**Supplied entries**
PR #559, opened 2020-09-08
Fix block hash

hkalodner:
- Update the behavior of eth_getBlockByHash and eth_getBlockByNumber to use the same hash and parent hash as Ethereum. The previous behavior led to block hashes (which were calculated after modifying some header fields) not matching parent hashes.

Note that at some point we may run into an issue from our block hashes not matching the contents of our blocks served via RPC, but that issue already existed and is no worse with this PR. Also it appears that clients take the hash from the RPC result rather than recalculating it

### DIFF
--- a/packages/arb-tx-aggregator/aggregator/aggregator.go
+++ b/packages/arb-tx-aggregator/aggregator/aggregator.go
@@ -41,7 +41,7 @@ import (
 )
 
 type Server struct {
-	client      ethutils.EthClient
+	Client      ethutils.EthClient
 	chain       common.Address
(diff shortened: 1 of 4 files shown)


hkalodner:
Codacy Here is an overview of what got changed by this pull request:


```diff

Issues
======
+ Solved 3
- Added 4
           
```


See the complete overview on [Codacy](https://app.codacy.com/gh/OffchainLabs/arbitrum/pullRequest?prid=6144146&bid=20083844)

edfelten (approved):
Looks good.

**What is being asked**
Copy out all lines from the records where the word "hashes" appears.

**Task answer**
- Update the behavior of eth_getBlockByHash and eth_getBlockByNumber to use the same hash and parent hash as Ethereum. The previous behavior led to block hashes (which were calculated after modifying some header fields) not matching parent hashes.
Note that at some point we may run into an issue from our block hashes not matching the contents of our blocks served via RPC, but that issue already existed and is no worse with this PR. Also it appears that clients take the hash from the RPC result rather than recalculating it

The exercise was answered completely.